» **Required work**
From the line containing "When Ramp is" down to the line containing "This looks good as far as I can tell!" in the records below, reproduce every line exactly, ends included, and omit all others.

» **Data shown**
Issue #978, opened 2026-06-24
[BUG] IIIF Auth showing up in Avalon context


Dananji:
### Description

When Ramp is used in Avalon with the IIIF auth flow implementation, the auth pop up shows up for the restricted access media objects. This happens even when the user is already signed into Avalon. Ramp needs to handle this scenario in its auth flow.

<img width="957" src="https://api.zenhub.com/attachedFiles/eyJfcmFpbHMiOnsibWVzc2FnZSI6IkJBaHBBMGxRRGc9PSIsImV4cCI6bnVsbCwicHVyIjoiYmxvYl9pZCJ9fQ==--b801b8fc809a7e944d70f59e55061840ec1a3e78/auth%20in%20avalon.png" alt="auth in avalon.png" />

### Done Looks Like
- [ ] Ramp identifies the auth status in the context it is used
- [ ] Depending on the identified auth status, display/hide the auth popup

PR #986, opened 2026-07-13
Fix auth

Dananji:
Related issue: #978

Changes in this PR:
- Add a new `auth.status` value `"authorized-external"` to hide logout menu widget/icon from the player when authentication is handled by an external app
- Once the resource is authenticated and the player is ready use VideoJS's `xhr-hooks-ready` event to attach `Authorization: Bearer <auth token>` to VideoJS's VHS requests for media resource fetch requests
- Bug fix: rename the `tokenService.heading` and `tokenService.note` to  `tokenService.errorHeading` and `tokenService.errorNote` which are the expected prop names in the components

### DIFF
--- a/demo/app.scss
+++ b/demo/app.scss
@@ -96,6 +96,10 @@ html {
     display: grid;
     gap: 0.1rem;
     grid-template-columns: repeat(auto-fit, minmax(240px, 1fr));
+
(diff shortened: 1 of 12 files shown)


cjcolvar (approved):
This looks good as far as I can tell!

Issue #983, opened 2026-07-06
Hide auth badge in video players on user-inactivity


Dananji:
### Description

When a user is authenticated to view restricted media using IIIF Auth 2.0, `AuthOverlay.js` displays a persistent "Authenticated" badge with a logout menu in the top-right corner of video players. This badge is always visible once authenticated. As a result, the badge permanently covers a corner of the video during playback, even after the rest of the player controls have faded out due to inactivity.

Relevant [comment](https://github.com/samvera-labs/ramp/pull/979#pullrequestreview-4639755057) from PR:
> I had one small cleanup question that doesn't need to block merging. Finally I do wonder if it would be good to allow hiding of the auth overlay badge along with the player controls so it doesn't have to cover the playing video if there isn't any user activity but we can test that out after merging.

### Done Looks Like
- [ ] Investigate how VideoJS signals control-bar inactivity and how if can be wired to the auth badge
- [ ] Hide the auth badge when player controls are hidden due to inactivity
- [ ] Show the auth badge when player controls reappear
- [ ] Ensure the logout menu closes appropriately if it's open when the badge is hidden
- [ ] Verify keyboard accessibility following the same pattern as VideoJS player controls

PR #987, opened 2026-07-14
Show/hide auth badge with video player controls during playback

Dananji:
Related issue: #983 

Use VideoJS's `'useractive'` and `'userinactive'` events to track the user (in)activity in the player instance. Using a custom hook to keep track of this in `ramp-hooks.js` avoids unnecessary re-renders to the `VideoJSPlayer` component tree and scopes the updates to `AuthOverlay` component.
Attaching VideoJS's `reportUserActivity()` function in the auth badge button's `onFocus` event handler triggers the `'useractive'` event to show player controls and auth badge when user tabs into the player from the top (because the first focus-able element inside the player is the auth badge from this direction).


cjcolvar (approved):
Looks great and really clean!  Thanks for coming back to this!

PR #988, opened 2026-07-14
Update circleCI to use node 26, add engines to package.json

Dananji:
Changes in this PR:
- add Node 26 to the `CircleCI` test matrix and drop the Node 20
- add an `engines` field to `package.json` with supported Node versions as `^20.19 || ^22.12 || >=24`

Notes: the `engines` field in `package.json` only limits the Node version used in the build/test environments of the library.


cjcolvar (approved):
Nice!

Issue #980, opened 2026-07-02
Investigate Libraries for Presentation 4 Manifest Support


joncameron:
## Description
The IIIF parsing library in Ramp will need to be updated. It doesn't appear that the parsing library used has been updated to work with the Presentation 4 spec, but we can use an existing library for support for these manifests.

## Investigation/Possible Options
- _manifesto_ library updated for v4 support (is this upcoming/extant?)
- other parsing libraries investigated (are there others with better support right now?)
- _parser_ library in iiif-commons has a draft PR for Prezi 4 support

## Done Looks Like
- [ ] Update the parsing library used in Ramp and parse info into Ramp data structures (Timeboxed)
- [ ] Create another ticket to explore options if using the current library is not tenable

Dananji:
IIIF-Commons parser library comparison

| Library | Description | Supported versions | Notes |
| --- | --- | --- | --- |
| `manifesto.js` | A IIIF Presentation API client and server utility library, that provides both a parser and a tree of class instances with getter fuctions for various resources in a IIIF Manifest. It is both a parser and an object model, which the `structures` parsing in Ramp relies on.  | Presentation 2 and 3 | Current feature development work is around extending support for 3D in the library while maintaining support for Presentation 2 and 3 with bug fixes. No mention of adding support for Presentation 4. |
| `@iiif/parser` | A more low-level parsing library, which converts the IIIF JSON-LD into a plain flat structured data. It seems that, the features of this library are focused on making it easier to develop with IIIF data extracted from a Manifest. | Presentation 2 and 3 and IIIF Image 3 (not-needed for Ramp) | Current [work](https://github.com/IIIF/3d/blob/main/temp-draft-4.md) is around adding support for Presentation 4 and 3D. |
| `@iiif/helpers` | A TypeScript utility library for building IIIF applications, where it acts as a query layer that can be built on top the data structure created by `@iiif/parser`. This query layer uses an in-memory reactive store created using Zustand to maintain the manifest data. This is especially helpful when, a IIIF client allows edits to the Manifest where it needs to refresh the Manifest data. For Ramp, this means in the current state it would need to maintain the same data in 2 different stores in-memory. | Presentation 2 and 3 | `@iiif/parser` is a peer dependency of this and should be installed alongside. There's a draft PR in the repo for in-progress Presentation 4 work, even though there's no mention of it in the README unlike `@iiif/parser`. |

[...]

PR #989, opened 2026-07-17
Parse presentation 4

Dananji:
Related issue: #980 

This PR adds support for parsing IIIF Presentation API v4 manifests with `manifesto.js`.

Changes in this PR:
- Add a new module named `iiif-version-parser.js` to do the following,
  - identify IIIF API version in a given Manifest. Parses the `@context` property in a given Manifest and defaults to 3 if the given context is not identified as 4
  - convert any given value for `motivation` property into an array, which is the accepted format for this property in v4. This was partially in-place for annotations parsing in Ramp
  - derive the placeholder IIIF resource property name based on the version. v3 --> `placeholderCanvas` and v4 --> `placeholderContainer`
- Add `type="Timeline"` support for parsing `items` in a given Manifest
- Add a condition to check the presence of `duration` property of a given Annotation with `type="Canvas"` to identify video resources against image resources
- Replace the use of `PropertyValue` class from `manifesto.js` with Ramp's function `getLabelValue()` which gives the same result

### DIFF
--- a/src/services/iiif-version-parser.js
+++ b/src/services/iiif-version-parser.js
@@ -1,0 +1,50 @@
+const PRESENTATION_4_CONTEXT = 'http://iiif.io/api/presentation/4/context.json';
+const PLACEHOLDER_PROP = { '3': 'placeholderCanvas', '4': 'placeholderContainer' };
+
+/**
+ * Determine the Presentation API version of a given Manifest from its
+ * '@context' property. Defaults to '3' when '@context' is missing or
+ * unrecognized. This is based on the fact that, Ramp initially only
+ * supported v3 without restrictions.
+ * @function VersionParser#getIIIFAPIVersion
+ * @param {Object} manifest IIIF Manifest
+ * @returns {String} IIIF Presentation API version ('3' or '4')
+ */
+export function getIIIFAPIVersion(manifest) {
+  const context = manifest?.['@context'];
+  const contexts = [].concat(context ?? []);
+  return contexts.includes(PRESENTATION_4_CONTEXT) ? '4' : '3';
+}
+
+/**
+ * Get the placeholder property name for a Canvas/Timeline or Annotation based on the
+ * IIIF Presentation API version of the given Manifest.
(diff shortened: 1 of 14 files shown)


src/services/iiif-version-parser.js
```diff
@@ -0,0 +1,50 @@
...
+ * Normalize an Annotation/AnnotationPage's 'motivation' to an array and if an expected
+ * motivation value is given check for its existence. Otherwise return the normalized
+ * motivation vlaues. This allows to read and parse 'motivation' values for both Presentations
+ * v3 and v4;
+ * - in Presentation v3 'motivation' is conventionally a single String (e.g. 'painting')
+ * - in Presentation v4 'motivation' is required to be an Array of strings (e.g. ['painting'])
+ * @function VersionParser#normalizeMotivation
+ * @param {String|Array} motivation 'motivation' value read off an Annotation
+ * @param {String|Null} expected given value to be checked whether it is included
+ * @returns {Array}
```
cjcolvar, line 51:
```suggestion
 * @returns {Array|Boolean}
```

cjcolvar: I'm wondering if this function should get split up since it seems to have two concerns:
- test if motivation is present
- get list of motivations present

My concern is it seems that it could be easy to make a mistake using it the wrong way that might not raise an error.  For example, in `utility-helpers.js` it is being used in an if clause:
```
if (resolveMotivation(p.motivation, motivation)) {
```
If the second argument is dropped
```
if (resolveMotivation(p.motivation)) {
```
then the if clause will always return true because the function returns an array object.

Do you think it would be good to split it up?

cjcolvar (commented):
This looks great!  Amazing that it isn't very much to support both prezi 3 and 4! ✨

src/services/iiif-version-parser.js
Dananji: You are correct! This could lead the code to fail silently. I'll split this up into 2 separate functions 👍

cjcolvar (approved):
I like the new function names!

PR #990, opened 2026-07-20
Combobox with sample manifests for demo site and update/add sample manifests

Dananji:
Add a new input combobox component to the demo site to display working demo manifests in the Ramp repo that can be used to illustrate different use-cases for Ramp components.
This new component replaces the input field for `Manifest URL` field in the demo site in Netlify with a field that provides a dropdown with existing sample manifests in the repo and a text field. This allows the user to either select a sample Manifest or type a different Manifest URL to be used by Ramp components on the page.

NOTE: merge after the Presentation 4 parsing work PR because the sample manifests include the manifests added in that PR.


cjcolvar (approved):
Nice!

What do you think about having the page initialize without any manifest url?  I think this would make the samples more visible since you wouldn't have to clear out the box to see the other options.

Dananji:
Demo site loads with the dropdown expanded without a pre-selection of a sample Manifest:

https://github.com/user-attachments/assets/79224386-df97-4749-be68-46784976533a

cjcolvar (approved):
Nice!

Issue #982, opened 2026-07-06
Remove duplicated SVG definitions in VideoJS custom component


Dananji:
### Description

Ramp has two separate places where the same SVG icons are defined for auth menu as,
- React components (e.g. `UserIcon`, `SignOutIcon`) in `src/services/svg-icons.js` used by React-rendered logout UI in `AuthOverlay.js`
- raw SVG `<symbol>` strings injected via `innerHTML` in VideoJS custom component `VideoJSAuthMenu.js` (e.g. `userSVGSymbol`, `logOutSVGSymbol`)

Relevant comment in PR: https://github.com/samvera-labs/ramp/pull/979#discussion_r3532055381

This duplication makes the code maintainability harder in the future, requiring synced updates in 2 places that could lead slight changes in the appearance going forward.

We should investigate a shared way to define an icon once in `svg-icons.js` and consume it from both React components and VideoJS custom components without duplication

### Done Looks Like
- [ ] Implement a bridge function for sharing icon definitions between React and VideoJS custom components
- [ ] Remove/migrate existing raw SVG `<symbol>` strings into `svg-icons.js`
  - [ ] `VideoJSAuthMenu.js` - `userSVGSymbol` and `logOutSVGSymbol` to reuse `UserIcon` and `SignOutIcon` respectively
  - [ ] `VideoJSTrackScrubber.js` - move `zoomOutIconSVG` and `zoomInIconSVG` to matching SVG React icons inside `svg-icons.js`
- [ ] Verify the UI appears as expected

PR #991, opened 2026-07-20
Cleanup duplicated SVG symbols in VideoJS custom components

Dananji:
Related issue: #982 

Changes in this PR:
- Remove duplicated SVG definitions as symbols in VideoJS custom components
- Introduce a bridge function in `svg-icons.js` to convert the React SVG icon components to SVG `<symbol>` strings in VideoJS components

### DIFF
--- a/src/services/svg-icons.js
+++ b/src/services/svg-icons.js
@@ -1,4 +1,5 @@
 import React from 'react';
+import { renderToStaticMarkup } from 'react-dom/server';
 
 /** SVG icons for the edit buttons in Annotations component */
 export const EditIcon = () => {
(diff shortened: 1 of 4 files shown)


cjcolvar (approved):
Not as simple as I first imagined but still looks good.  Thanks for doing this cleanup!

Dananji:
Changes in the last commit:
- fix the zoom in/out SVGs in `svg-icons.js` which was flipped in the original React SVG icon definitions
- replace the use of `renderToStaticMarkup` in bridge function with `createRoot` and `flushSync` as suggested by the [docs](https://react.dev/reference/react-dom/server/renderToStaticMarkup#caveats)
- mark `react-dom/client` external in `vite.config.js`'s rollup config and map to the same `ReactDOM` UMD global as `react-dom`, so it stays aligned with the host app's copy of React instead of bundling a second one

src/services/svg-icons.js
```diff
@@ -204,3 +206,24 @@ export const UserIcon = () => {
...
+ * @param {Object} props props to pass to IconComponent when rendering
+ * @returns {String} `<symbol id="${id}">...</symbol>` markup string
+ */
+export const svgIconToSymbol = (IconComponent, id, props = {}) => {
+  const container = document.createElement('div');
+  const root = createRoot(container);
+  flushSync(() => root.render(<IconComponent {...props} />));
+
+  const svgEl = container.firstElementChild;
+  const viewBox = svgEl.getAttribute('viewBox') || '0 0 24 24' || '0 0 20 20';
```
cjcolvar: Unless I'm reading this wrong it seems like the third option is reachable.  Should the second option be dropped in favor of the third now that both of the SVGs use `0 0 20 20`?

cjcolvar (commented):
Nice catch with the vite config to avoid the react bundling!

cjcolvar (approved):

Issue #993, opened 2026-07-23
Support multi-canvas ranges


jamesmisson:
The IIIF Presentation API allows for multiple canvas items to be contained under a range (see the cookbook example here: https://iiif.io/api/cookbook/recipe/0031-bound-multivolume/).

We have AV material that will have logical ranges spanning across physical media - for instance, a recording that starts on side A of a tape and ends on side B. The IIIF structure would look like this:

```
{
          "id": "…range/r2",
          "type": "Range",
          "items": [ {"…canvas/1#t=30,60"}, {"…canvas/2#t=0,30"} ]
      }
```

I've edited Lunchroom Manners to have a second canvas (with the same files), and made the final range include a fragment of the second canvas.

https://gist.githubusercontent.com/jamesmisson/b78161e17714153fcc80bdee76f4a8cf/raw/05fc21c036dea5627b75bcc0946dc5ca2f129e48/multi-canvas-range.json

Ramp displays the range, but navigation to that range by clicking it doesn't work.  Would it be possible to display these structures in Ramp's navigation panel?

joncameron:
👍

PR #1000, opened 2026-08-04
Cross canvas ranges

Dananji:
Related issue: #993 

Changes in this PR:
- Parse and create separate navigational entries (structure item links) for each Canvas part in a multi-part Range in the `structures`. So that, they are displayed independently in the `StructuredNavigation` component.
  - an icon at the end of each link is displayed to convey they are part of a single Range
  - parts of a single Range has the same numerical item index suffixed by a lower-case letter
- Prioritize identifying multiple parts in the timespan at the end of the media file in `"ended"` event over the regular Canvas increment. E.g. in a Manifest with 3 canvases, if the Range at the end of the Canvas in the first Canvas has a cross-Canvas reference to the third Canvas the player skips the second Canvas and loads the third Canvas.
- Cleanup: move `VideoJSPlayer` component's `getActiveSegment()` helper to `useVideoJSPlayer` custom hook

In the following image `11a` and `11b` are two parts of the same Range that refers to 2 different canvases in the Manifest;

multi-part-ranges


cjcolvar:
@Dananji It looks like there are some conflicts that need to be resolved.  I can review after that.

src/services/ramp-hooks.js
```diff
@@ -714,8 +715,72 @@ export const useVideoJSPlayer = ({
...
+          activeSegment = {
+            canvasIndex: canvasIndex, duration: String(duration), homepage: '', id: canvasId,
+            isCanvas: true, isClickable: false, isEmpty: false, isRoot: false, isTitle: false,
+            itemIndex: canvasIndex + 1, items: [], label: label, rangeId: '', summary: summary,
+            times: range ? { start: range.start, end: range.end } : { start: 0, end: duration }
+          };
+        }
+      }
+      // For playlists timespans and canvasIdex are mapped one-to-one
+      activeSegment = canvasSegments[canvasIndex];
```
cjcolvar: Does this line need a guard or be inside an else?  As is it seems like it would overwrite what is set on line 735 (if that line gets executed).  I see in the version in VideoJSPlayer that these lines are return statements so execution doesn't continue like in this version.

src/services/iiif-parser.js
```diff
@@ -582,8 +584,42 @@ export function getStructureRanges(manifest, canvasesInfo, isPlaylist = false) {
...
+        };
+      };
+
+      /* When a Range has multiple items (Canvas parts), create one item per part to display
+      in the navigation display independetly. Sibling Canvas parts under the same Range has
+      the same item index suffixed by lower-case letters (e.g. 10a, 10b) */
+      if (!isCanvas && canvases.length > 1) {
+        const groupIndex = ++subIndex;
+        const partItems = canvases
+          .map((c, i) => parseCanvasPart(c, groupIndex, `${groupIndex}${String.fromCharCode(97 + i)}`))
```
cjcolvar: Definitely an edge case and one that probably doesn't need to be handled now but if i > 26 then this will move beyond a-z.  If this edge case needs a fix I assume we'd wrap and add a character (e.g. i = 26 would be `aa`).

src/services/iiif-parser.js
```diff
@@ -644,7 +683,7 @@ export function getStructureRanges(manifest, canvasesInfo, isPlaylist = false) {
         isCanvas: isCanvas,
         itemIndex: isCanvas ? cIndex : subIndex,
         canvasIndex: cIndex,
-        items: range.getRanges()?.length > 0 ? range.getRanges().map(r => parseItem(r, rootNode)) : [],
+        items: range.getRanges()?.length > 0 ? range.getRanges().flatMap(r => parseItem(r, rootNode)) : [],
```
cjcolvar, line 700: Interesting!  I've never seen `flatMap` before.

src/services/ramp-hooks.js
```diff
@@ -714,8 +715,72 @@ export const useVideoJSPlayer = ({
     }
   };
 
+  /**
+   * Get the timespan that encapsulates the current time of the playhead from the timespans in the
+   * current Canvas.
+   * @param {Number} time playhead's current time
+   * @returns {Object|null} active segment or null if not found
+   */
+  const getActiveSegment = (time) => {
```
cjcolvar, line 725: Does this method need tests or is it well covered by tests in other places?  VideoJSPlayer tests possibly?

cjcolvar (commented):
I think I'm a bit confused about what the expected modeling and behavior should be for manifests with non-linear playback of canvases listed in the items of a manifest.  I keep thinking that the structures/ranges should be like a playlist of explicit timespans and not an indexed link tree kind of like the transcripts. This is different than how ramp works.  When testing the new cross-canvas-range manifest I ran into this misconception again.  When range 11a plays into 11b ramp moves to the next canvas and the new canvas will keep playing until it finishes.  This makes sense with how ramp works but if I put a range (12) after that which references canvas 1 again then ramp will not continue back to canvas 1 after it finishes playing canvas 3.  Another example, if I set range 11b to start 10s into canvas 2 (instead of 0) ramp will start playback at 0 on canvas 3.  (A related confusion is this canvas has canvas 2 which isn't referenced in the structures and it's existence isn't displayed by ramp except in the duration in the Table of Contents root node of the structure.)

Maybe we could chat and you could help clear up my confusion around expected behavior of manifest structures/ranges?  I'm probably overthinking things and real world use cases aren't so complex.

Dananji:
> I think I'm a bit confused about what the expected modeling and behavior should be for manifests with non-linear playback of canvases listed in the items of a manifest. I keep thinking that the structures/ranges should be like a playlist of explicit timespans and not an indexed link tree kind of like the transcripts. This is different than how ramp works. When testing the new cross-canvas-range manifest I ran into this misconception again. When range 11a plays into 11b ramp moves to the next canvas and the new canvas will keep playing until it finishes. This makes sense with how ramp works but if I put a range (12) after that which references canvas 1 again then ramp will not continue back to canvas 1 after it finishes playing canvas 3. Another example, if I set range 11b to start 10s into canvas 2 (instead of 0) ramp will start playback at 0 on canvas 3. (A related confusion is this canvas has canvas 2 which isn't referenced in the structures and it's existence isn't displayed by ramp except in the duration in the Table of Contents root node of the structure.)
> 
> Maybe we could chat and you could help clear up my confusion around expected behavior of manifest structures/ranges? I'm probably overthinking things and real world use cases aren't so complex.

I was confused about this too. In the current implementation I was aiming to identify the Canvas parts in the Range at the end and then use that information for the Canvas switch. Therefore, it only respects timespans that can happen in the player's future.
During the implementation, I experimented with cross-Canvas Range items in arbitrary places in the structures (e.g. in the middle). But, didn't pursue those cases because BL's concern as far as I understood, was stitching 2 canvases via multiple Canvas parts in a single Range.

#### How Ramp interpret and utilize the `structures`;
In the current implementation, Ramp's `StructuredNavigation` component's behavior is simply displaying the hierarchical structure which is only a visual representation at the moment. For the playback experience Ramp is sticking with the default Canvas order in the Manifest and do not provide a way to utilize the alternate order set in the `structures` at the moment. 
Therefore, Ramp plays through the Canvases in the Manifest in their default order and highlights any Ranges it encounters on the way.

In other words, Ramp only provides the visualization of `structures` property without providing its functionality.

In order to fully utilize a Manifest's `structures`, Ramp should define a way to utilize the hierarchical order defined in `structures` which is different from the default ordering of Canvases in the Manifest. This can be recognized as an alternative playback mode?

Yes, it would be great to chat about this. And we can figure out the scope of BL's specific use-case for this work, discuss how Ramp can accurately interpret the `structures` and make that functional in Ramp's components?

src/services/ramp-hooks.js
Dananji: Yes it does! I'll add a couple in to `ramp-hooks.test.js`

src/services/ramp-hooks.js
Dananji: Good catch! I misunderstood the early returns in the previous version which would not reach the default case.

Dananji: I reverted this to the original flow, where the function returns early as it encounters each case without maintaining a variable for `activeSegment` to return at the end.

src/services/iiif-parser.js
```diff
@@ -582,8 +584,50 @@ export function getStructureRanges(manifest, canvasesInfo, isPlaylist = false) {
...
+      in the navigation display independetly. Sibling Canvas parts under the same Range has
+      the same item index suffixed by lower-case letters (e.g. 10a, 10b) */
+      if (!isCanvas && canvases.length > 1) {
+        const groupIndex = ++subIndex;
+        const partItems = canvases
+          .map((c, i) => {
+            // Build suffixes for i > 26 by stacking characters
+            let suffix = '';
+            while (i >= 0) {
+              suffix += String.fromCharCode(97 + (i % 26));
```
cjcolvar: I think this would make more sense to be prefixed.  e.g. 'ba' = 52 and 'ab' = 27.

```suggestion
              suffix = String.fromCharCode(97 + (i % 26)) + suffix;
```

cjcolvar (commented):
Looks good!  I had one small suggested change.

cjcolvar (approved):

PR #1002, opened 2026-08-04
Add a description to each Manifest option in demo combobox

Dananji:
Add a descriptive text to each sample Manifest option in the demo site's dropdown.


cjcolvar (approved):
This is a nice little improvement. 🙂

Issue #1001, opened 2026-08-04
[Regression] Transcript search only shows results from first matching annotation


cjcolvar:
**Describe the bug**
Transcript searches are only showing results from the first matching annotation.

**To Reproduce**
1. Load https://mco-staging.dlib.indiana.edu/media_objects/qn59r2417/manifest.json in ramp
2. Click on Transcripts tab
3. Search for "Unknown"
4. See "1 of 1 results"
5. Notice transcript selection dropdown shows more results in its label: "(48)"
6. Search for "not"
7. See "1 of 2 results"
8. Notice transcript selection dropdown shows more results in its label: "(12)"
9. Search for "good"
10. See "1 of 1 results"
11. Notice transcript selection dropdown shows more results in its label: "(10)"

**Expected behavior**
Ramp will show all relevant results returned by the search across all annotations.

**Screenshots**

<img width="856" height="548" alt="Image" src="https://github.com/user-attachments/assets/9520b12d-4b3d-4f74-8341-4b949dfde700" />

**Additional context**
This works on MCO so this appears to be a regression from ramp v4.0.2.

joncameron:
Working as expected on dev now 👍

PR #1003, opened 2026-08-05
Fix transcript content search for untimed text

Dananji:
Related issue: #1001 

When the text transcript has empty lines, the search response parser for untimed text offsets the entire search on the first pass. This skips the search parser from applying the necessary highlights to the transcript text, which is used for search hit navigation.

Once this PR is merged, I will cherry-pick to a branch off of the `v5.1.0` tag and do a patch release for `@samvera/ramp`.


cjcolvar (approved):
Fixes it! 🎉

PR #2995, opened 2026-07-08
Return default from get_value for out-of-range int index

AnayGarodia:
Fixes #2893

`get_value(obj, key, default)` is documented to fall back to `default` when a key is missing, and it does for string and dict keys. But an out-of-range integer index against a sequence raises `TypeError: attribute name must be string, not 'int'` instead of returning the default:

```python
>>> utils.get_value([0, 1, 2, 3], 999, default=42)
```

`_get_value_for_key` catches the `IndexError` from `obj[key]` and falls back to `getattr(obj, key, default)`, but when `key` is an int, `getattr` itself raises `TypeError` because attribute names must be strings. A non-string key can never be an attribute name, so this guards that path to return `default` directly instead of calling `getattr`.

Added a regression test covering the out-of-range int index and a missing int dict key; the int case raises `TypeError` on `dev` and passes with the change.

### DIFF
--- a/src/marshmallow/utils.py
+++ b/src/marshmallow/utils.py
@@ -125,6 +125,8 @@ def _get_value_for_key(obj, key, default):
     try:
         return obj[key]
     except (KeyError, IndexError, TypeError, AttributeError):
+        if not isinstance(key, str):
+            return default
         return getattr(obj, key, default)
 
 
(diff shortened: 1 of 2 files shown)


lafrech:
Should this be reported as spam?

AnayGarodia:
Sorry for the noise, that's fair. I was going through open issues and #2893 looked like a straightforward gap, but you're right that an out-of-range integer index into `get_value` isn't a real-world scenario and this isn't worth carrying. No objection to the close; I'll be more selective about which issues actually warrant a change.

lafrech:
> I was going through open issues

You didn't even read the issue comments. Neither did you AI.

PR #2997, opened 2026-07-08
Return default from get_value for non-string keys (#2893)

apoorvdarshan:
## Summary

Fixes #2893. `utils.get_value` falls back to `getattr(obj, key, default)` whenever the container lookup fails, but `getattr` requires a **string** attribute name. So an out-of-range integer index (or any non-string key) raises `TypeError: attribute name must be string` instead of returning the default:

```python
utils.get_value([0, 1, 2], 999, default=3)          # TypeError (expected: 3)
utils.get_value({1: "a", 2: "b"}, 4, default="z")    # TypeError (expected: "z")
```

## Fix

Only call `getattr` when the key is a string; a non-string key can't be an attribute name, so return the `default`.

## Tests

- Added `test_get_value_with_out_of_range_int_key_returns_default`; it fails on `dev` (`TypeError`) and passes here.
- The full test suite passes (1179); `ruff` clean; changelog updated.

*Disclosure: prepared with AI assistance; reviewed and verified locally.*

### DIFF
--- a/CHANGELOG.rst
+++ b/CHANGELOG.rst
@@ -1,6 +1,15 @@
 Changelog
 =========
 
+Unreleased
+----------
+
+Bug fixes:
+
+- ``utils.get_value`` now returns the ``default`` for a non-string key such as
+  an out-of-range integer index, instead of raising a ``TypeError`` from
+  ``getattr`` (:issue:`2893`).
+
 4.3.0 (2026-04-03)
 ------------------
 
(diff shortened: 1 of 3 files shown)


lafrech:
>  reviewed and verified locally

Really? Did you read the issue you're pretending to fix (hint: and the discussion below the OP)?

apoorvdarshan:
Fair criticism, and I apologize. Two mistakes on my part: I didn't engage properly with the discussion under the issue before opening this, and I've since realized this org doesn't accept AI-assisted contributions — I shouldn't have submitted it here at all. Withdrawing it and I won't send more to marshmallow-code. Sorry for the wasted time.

» **Answer to this exercise**
When Ramp is used in Avalon with the IIIF auth flow implementation, the auth pop up shows up for the restricted access media objects. This happens even when the user is already signed into Avalon. Ramp needs to handle this scenario in its auth flow.

<img width="957" src="https://api.zenhub.com/attachedFiles/eyJfcmFpbHMiOnsibWVzc2FnZSI6IkJBaHBBMGxRRGc9PSIsImV4cCI6bnVsbCwicHVyIjoiYmxvYl9pZCJ9fQ==--b801b8fc809a7e944d70f59e55061840ec1a3e78/auth%20in%20avalon.png" alt="auth in avalon.png" />

### Done Looks Like
- [ ] Ramp identifies the auth status in the context it is used
- [ ] Depending on the identified auth status, display/hide the auth popup

PR #986, opened 2026-07-13
Fix auth

Dananji:
Related issue: #978

Changes in this PR:
- Add a new `auth.status` value `"authorized-external"` to hide logout menu widget/icon from the player when authentication is handled by an external app
- Once the resource is authenticated and the player is ready use VideoJS's `xhr-hooks-ready` event to attach `Authorization: Bearer <auth token>` to VideoJS's VHS requests for media resource fetch requests
- Bug fix: rename the `tokenService.heading` and `tokenService.note` to  `tokenService.errorHeading` and `tokenService.errorNote` which are the expected prop names in the components

### DIFF
--- a/demo/app.scss
+++ b/demo/app.scss
@@ -96,6 +96,10 @@ html {
     display: grid;
     gap: 0.1rem;
     grid-template-columns: repeat(auto-fit, minmax(240px, 1fr));
+
(diff shortened: 1 of 12 files shown)


cjcolvar (approved):
This looks good as far as I can tell!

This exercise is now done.